*** Records shown Section Begins ***

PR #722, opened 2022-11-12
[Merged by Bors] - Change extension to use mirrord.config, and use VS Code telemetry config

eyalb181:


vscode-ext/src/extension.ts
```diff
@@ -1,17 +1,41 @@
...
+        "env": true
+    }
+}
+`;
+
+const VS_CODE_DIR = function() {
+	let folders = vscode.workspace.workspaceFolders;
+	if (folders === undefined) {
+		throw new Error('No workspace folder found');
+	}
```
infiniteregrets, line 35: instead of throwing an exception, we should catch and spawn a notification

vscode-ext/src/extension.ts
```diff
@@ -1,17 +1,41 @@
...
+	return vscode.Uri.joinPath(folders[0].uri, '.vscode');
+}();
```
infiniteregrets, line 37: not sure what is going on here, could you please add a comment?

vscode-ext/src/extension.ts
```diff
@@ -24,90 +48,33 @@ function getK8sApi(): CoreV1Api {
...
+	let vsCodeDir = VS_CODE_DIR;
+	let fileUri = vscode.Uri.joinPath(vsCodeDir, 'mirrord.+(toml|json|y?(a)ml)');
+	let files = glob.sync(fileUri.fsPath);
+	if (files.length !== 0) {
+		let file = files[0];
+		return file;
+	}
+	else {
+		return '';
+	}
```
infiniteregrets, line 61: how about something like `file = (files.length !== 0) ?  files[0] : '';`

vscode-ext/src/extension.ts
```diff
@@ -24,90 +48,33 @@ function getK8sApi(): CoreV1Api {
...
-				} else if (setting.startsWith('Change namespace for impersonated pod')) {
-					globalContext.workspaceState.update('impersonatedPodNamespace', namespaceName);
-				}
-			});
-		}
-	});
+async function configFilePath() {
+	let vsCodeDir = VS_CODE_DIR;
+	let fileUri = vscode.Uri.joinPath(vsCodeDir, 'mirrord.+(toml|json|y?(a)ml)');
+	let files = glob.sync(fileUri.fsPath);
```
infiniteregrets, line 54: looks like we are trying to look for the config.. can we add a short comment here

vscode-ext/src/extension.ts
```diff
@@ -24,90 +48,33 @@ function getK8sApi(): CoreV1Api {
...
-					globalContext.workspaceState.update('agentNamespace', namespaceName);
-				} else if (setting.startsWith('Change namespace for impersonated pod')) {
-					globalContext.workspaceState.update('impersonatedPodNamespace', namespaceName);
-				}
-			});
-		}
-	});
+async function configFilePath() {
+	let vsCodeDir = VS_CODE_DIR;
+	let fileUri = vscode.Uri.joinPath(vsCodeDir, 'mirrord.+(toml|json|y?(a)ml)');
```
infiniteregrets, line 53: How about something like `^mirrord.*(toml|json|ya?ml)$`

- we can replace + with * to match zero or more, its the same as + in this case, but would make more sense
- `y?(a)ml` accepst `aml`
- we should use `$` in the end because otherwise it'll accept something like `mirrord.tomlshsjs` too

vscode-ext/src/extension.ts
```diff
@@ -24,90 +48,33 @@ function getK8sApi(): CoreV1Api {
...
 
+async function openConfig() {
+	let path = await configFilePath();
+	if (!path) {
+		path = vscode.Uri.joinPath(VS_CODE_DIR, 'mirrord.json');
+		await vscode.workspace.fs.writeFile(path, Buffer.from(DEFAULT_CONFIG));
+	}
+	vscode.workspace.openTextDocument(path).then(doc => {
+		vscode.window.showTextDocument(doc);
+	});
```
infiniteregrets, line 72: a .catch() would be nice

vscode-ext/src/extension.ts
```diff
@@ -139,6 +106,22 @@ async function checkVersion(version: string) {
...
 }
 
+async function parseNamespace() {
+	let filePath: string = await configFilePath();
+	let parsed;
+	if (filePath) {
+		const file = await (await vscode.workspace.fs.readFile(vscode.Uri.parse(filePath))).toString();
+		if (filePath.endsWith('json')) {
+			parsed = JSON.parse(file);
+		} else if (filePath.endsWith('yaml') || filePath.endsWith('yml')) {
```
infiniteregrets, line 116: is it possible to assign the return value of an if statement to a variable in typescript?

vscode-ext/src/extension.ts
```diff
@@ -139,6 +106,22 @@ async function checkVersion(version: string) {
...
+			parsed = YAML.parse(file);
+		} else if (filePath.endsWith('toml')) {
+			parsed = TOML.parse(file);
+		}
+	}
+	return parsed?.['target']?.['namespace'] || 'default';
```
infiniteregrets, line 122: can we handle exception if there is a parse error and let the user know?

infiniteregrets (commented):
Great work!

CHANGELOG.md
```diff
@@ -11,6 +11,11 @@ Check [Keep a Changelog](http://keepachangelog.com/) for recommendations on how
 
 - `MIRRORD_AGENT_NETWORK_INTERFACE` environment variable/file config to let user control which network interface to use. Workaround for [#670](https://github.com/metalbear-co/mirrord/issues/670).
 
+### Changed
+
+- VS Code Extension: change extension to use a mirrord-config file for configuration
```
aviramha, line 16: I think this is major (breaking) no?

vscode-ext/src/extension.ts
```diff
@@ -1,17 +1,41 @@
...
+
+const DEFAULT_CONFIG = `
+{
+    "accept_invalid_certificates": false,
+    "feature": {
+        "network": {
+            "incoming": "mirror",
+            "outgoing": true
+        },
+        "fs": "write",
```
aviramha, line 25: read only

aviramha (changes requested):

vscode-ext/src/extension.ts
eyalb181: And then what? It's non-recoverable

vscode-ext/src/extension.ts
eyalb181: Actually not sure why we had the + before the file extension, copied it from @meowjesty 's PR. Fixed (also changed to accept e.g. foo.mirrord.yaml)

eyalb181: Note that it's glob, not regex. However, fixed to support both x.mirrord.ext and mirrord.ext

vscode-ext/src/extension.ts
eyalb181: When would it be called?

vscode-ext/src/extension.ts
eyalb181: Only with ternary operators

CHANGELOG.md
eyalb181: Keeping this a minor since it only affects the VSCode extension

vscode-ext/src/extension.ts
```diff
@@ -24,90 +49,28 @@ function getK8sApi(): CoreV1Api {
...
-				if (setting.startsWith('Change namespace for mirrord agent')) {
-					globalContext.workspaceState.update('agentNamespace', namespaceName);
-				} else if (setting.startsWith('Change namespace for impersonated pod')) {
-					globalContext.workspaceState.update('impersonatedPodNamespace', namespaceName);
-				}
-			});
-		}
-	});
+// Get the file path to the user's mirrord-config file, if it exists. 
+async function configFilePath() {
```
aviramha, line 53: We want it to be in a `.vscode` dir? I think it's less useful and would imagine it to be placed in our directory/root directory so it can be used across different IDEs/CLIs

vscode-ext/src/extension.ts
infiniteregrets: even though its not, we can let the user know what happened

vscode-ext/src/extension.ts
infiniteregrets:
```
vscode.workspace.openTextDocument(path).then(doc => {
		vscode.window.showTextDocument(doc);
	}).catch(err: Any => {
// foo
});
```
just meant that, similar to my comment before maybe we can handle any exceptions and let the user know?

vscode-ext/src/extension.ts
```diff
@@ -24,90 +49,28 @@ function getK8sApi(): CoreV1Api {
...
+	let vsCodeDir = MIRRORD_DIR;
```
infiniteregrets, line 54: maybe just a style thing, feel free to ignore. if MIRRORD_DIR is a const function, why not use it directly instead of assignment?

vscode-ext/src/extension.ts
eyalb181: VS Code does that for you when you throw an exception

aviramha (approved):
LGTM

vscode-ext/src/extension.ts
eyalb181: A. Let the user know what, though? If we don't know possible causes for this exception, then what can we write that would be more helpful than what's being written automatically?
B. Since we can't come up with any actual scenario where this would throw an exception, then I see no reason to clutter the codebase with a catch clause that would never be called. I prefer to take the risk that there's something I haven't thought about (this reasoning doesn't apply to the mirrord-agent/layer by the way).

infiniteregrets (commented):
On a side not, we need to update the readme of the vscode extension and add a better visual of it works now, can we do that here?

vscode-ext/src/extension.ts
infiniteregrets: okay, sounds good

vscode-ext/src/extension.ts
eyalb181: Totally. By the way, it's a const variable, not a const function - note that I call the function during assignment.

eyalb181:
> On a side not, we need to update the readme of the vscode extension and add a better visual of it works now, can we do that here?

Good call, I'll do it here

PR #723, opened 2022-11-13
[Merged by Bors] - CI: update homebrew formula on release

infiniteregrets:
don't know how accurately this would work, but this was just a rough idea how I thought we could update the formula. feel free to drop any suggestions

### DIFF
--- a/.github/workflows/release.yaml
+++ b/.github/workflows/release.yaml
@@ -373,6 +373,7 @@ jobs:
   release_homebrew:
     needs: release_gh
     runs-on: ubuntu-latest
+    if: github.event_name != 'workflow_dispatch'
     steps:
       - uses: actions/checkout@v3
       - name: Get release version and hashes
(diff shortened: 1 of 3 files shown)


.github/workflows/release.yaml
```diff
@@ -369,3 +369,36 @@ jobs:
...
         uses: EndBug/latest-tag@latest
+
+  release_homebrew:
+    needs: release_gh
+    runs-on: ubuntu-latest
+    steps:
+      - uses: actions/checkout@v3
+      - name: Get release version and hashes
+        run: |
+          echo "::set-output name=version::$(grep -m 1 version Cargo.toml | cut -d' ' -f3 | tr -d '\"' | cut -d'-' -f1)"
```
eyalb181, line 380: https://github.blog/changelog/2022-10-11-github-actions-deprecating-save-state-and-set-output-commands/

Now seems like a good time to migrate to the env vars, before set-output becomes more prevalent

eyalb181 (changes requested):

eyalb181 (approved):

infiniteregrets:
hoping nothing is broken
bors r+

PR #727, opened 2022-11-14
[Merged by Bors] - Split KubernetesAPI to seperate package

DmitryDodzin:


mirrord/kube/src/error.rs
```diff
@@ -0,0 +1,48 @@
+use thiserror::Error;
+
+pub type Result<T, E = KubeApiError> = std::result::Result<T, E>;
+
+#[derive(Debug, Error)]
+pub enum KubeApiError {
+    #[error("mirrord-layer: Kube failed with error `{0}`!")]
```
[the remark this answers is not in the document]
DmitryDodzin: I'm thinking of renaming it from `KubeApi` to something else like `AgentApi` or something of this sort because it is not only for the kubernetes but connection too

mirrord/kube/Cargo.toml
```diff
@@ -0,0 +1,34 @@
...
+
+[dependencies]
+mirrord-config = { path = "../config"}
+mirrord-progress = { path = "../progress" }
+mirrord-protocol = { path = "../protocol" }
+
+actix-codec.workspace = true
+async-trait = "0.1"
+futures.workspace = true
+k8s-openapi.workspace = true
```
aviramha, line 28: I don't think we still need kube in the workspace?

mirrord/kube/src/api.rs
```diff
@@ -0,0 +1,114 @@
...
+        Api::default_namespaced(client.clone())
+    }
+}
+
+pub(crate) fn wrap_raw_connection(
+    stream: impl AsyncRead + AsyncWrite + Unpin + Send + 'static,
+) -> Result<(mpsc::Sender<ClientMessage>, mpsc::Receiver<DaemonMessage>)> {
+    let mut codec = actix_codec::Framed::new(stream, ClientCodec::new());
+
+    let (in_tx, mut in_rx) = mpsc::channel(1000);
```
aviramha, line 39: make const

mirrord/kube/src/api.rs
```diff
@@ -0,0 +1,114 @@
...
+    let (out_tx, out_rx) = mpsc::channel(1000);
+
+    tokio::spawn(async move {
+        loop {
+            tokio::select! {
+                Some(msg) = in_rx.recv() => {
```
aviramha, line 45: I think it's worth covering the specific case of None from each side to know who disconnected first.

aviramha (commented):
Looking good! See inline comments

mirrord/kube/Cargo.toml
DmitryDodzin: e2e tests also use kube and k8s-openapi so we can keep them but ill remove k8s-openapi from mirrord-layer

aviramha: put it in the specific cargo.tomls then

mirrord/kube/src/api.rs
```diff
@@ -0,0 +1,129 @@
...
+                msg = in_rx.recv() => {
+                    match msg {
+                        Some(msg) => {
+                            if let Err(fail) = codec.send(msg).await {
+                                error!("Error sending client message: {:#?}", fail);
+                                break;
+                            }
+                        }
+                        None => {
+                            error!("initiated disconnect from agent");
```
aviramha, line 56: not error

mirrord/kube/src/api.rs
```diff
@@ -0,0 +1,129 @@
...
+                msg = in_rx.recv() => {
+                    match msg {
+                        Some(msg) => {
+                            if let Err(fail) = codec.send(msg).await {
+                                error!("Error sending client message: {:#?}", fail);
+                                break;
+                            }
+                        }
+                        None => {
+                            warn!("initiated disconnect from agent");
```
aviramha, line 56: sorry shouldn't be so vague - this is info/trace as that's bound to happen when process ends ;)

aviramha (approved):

*** Records shown Section Ends ***

Problem statement: Go over the records above line by line and count those holding the word "from". Reply only with the number.

The completed task: 7